Todos os abrigos profissionais com que trabalhei utilizavam "persiana" dupla. Isto é a parede era composta por "persianas" de madeira em forma de V invertido de forma a reduzir significativamente a velocidade do ar dentro do abrigo. A parede tipo / não é suficiente... Isto para os padrões profissionais claro.

Cumprimentos.


----------



## PedroAfonso (13 Jan 2011 às 21:16)

*Re: Estação Meteorológica de Degracia Cimeira - Davis Vantage Pro2 + Abrigo de Steven*

Estive sempre a par dos desenvolvimentos tanto da construção do abrigo de Stevenson, como também da própria compra, e posterior instalação da Davis. Sem dúvida material do bom e uma montagem como manda o figurino. Parabéns!


----------



## Daniel Vilão (4 Jan 2015 às 16:11)

Recolocando fotos (dentro do possível) da instalação da estação de Degracia Cimeira - Gavião, depois da expiração do servidor.

Panorâmica da envolvência da estação desde a rua.











Panorâmica vertical a partir da varanda do 1º andar da casa.






Esta estação tem uma excelente exposição a todos os quadrantes, mas, devido à altura a que se encontra o termo-higrómetro, as máximas e principalmente as mínimas, são suavizadas em dias de céu limpo e estabilidade atmosférica, pelo que está em estudo um segundo abrigo a uma altura inferior, noutro local do topo da casa, que, se necessário pode vir a ter o sensor com uma calibração específica para evitar sobreestimação das máximas. Mas ainda nada é garantido, pois o estudo está em curso e só se avançará com essa redução de altura se houver realmente benefício na descida das temperaturas mínimas em noites de estabilidade atmosférica na nova posição.

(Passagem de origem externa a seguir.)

PR #8218, opened 2022-09-19
fix connection abort when copy from remote wordpad, local windows 10,…

2fly2:
problem: 
on windows 10, with clipboard history opened, connect remote desktop, copy text from wordpad, connection abort.

root cause:
with local clipboard history opened, when remote copy text from wordpad, local system will request some format that server can not support. I think it is not an error, it means just can not copy the format from remote. 

fix:
treat server clipboard message flag CB_RESPONSE_FAIL as normal.

### DIFF
--- a/client/Windows/wf_cliprdr.c
+++ b/client/Windows/wf_cliprdr.c
@@ -2191,13 +2191,20 @@ wf_cliprdr_server_format_data_response(CliprdrClientContext* context,
 	if (!context || !formatDataResponse)
 		return ERROR_INTERNAL_ERROR;
 
-	if (formatDataResponse->common.msgFlags != CB_RESPONSE_OK)
-		return E_FAIL;
-
 	clipboard = (wfClipboard*)context->custom;
 
 	if (!clipboard)
 		return ERROR_INTERNAL_ERROR;
+
+	if (formatDataResponse->common.msgFlags != CB_RESPONSE_OK)
+	{
+		clipboard->hmem = NULL;
+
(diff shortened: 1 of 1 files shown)


akallabeth:
@freerdp-bot test

akallabeth (approved):

client/Windows/wf_cliprdr.c
```diff
@@ -2191,14 +2191,21 @@ wf_cliprdr_server_format_data_response(CliprdrClientContext* context,
...
-		return E_FAIL;
-
 	clipboard = (wfClipboard*)context->custom;
 
 	if (!clipboard)
 		return ERROR_INTERNAL_ERROR;
 
+	if (formatDataResponse->common.msgFlags != CB_RESPONSE_OK)
+	{
+		clipboard->hmem = NULL;
```
mfleisz, line 2201: Hm - sure we don't leak any memory here?

akallabeth: @mfleisz no, this should already be handled. just look a few lines below, where it normally is allocated.

mfleisz: @akallabeth a few lines below the newly allocated memory is assigned to `clipboard->hmem` (line 2230) and if we just `NULL` it here that handle will be lost forever ... or do I miss something else?

akallabeth: @mfleisz yes, the `return CHANNEL_RC_OK` in the new path?

PR #8219, opened 2022-09-19
Support spnego/kerberos authentication for gateway

fifthdegree:
This allows for using kerberos to authenticate to a gateway. It also cleans up support code for authentication (there was some redundancy in nla and gateway)

The benefit is of course better security, but it also adds the potential for using smartcards

Note that for reasons beyond my ability to understand TS Gateway won't accept connections from rpc over http when authenticated using kerberos (schannel is still an option; I think that can be used for smartcard support)


hardening:
@fifthdegree  you're my hero, I was about to start working on that !

hardening:
@freerdp-bot test please

libfreerdp/core/nla.c
```diff
@@ -136,17 +118,15 @@ struct rdp_nla
...
+
+	rdpAuth* auth;
+	char* pkinitArgs;
+	BYTE certSha1[20];
 };
 
 static BOOL nla_send(rdpNla* nla);
 static int nla_server_recv(rdpNla* nla);
-static void nla_buffer_free(rdpNla* nla);
 static SECURITY_STATUS nla_encrypt_public_key_echo(rdpNla* nla);
```
akallabeth, line 130: Does not match implementation

akallabeth:
@freerdp-bot test

libfreerdp/core/nla.c
akallabeth: ok, fixed these (and a few other compiler warnings)

akallabeth:
@freerdp-bot test

akallabeth (approved):

akallabeth:
@freerdp-bot test

hardening:
@akallabeth sure I'll do a careful review

libfreerdp/core/gateway/rts.c
```diff
@@ -857,9 +857,9 @@ static BOOL rts_read_pdu_bind_nak(wStream* s, rpcconn_bind_nak_hdr_t* ctx)
 	WINPR_ASSERT(s);
 	WINPR_ASSERT(ctx);
 
-	if (!Stream_CheckAndLogRequiredLength(
-	        TAG, s, sizeof(rpcconn_bind_nak_hdr_t) - sizeof(rpcconn_common_hdr_t)))
-		return FALSE;
+	// if (!Stream_CheckAndLogRequiredLength(
```
hardening, line 860: There's something to do here

libfreerdp/core/gateway/rts.c
```diff
@@ -898,9 +898,9 @@ static BOOL rts_read_pdu_fault(wStream* s, rpcconn_fault_hdr_t* ctx)
 	WINPR_ASSERT(s);
 	WINPR_ASSERT(ctx);
 
-	if (!Stream_CheckAndLogRequiredLength(
-	        TAG, s, sizeof(rpcconn_fault_hdr_t) - sizeof(rpcconn_common_hdr_t)))
-		return FALSE;
+	// if (!Stream_CheckAndLogRequiredLength(
```
hardening, line 901: Same here

libfreerdp/core/nla.c
```diff
@@ -97,9 +94,7 @@
  *
  */
 
-#define NLA_PKG_NAME NEGO_SSP_NAME
-
-#define TERMSRV_SPN_PREFIX "TERMSRV/"
+#define NLA_PKG_NAME AUTH_PKG_SPNEGO
```
hardening, line 97: is it me or it SPNego the default for NLA ?

hardening:
Ok so first, this is a massive improvement and a very nice mutualization. Still I have general remarks:

* you have changed `nla_decrypt_public_key_echo` and friends to return a `BOOL` instead of a `SECURITY_STATUS`, I find it quite unfortunate because it was giving more informations than just "it worked", "it didn't worked" (especially for OOM cases). I'd be for keeping the original behaviour (except if I missed something important) ;
* I don't like the name `auth` like in `rdpAuth`, `auth.c` or `auth_new` it's way too generic, shall we call that sspiAuth or credSspAuth ? (20% of the time coding, the rest of the time finding names ;) )

libfreerdp/core/gateway/rts.c
fifthdegree: That wasn't supposed to be part of the commit...

libfreerdp/core/nla.c
fifthdegree: Wasn't it always the default?

fifthdegree:
So my reasoning for changing SECURITY_STATUS to BOOL is that `auth` is meant to be an abstraction to authentication. Users of it (like nla) shouldn't really need to be concerned about *why* authentication failed, only that it did. What it does upon failure won't change based on the reason. Of course *we* want to know why authentication failed and to that end `auth` will log the status codes returned.

Regarding the name: honestly, 'auth' seems fine to me, but if you want to change it to something else (whenever you settle on it ;) ) that's fine with me too

akallabeth:
@fifthdegree could you rebase your pr please?
@hardening any more points you wish to be addressed?

fifthdegree:
@akallabeth sure, soon as I get a chance

fifthdegree:
@akallabeth  something got messed up while rebasing I think it has to do with one of your commits wanna take a look?

akallabeth:
@fifthdegree yes, @hardening did some net stuff regarding kerberos and /me did some format strings hardening. looks like the `nla.c` parts need quite the thourough merge as quite a lot changed.

akallabeth:
@fifthdegree clashed with https://github.com/FreeRDP/FreeRDP/pull/8261 looks like you need to manually sort that :/

akallabeth:
@freerdp-bot test

hardening:
@freerdp-bot can you test the changes please ?

libfreerdp/core/gateway/rdg.c
```diff
@@ -40,6 +41,12 @@
 
 #define TAG FREERDP_TAG("core.gateway.rdg")
 
+#ifdef WITH_SPNEGO
```
hardening, line 44: Should we refine that `#ifdef` ? Under windows we always have Negotiate, so I feel like `WITH_SPNEGO` is not the right test...

hardening (approved):
Change the `#ifdef` and we're ready for merge

hardening (approved):

hardening:
@freerdp-bot can you do the final test please

PR #9129, opened 2023-07-03
core: Fix flag check to enable/disable RDSTLS security

mfleisz:
On some platforms (i.e. Mac) the `BOOL` type might be narrower than the `RedirectionFlags` type leading to an overflow when just assigning the logical AND result to the setting. This fix makes sure that the value is correctly set to either `TRUE` or `FALSE`.

### DIFF
--- a/libfreerdp/core/connection.c
+++ b/libfreerdp/core/connection.c
@@ -661,7 +661,8 @@ BOOL rdp_client_redirect(rdpRdp* rdp)
 			return FALSE;
 	}
 
-	settings->RdstlsSecurity = settings->RedirectionFlags & LB_PASSWORD_IS_PK_ENCRYPTED;
+	settings->RdstlsSecurity =
+	    (settings->RedirectionFlags & LB_PASSWORD_IS_PK_ENCRYPTED) != 0 ? TRUE : FALSE;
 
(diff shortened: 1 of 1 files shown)


libfreerdp/core/connection.c
```diff
@@ -661,7 +661,8 @@ BOOL rdp_client_redirect(rdpRdp* rdp)
 			return FALSE;
 	}
 
-	settings->RdstlsSecurity = settings->RedirectionFlags & LB_PASSWORD_IS_PK_ENCRYPTED;
+	settings->RdstlsSecurity =
+	    (settings->RedirectionFlags & LB_PASSWORD_IS_PK_ENCRYPTED) != 0 ? TRUE : FALSE;
```
hardening, line 665: Could also be `!!(settings->RedirectionFlags & LB_PASSWORD_IS_PK_ENCRYPTED)` like they do in `glib` and related projects...

hardening (approved):

hardening:
Don't we have a pattern and we probably have some other similar bugs ?

mfleisz:
@hardening I checked this file and `redirection.c` but will have a look at the others too - could be that there are similar errors lurking somewhere ...

PR #9132, opened 2023-07-04
[client,file] refactor RDP file parser

akallabeth:
* Only print warnings for settings parsed but support not compiled in
* Use constants for key values


akallabeth:

mfleisz (approved):

PR #9133, opened 2023-07-04
misc: More int to BOOL conversion fixes

mfleisz:
This is a follow up to #9129.

This PR fixes some problematic `int` to `BOOL` conversions that might cause overflows when checking for bit flags.


akallabeth (approved):
LGTM

PR #9134, opened 2023-07-04
Proxy mod

akallabeth:


akallabeth:

mfleisz:
@freerdp-bot test

mfleisz:
@freerdp-bot test

winpr/libwinpr/utils/collections/ListDictionary.c
```diff
@@ -209,7 +209,15 @@ static void item_set(wListDictionary* listDictionary, wListDictionaryItem* item,
 	if (listDictionary->objectValue.fnObjectNew)
 		item->value = listDictionary->objectValue.fnObjectNew(value);
 	else
-		item->value = value;
+	{
+		union
```
mfleisz, line 213: Why are we using this `union` stuff again when it's sufficient to use a simple cast?

akallabeth: these cast `const` away still gives warnings `-Wcast_qual` if only done like `item->value = (void*)value;`

mfleisz: Reading https://gcc.gnu.org/onlinedocs/gcc/gcc-command-options/options-to-request-or-suppress-warnings.html#cmdoption-Wcast-qual this switch warns in exactly the above case. The `union` just tricks the compiler and actually allows the same "unsafe" code as outlined in the example there.

Bottom line:
Do we want to have "safe" code - then we need to fix the typing (which will be difficult for generic containers in C).
Do we want to use these "unsafe" casts - use a simple cast i.e. `(void*)(uintptr_t)value` and/or tell the compiler not to bugger us (`-Wno-cast-qual`).

akallabeth: @mfleisz yes, and instead of using compiler dependent pragma to disable the warning for this part of code (which we know is ok) the union does the same. disabling compiler warnings altogether limits usefulness of output.

mfleisz (approved):

PR #9138, opened 2023-07-05
[core,gateway] cleanup http response

akarl10:
also if http_context_enable_websocket_upgrade was called multiple times it could memory leak previos SecWebsocketKey values


mfleisz:
@freerdp-bot test

akallabeth (approved):

PR #9143, opened 2023-07-05
[utils] use select instead of poll to read passphrases on macOS

bmiklautz:
According to the man page on macOS poll currently doesn't support devices. This includes `/dev/tty`.
In this use case poll will returned immediately indicating that something can be read but the following read returned `-1` (with errno set to EAGAIN).

Using select on macOS for passphrase reading prevents this problem.


hardening (approved):

akallabeth:

PR #9144, opened 2023-07-06
[winpr,wlog] added %% formatter and skip NULL %ctx

akallabeth:
* New formatter %%xxx%% which conditionally prints xxx if the context is not NULL
* Skip %ctx formatter if context is NULL
* add logger context for `rdpRdp::log`


winpr/libwinpr/utils/wlog/Layout.c
```diff
@@ -123,166 +129,162 @@ static int opt_compare_fn(const void* a, const void* b)
...
+	char tid[32] = { 0 };
+	SYSTEMTIME localTime = { 0 };
+	GetLocalTime(&localTime);
+
+	struct format_option_recurse recurse = {
+		.options = NULL, .nroptions = 0, .log = log, .layout = layout, .message = message
+	};
+
+#define ENTRY(x) x, sizeof(x) - 1
+	const struct format_option options[] = {
```
hardening, line 249: may I suggest to put the array out of the function, this way we have 1 ident less and possibly most of the entries on one line even after the `clang-format` pass ?

hardening:
Seems ok for me (IMHO the `%{` syntax is much better).
It's quite a long time that this part of wLog has gained a lot of functionalities, but no unitary tests. Isn't it time to add unitary tests for all these fancy features ?

winpr/libwinpr/utils/wlog/Layout.c
```diff
@@ -38,6 +38,12 @@
 #include <sys/syscall.h>
 #endif
 
+#ifndef MIN
```
hardening, line 41: Remark that is probably out of the scope of this PR: `MAX` is defined in the FreeRDP part (not winPR unfortunately). But I noticed that we have various occurrence of `MIN` definitions in winPR.

hardening (approved):
LGTM

winpr/libwinpr/utils/wlog/Layout.c
akallabeth: no as the struct contains a by call context

winpr/libwinpr/utils/wlog/Layout.c
akallabeth: yes, that is a todo.

PR #9145, opened 2023-07-06
core: Fix issues in settings copy code

mfleisz:
This code fixes an issue where some settings were lost when copying settings around. I.e. the device count was first set but then calling `freerdp_settings_set_pointer_len` caused the device count to be reset to 0 because we passed `NULL` for the data value.

This means the count got lost upon the first copy and further copies also resulted in losing the array data (because the count was set to 0).

This PR fixes this issue by first resetting the array and afterwards setting the correct count value.


akallabeth (approved):
LGTM

PR #9156, opened 2023-07-12
[core,nla] print name of error code in log

akallabeth:


akallabeth:
@freerdp-bot test properly!

PR #9167, opened 2023-07-18
fix the issue of incorrect display of remote desktop cursor

2fly2:
https://learn.microsoft.com/en-us/windows/win32/api/winuser/nf-winuser-setcursor

"If your application must set the cursor while it is in a window, make sure the class cursor for the specified window's class is set to NULL. If the class cursor is not NULL, the system restores the class cursor each time the mouse is moved."


akallabeth (approved):
LGTM

PR #9172, opened 2023-07-20
X11/cliprdr: Rework server to client clipboard handling

pnowack:
This gets rid of the multiple lock issue reported in https://github.com/FreeRDP/FreeRDP/issues/8846.

Quoting the main commit here:
```
The purpose of clipboard data locking is to make the other peer
retaining the current file list until a pending paste operation is done,
even though the clipboard selection changed.
As it may be difficult to determine, when a lock is needed, imitate the
same behaviour as mstsc:
When the server side supports clipboard data locking, always attempt to
lock the file list on the server regardless of what is advertised in a
FormatList PDU.
The Lock Clipboard Data PDU can even be already sent, before the
Format List Response PDU is sent.
This is also what mstsc, does: First, lock the new (potential) file
list, then unlock the file list, when the pending paste operation is
done.
So, rework the current clipboard implementation in that direction.

Since the implementation for timeouts for old file lists is a bit hard,
for now always force unlock pending locks, when the selection changes.
However, timeouts for old file lists can still be added in the future.

The reworked clipboard handling is done with the help of three hash
tables:

1. The inode table: This hash table manages all inodes for each file.
   The keys in this table are the inodes themselves, while the values
   the files and directories and their attributes (file size, last write
   time, etc.).
2. The clipdata table: This table manages the locks for each file list.
   The keys in this table represent the clip data id and the values the
   clip data entries, which have a reference to the clip data dir, a
   directory containing the whole selection, and some helper attributes,
   like the clip data id itself.
3. The request table: Every file size or file range request is managed
   here. When a FileContentsRequest is made, its stream id with the
   respective details are added to this table. When a response is
   received, these details can then be easily looked up here.
```

Tested with g-r-d and MS Windows RDS on Win 11.

Closes: https://github.com/FreeRDP/FreeRDP/issues/8846

### DIFF
--- a/channels/cliprdr/cliprdr_common.c
+++ b/channels/cliprdr/cliprdr_common.c
@@ -138,7 +138,7 @@ cliprdr_packet_unlock_clipdata_new(const CLIPRDR_UNLOCK_CLIPBOARD_DATA* unlockCl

Estação Meteorológica de Degracia Cimeira

Davis Vantage Pro2 6152
Passive Radiation Shield
Termo-higrómetro 1,50 m acima do bico do telhado mais alto
Termo-higrómetro a uma altura do solo de 7,50 metros
Permanentemente sob incidência solar, sem obstáculos
Local alto em relação à superfície da rua e arejado


----------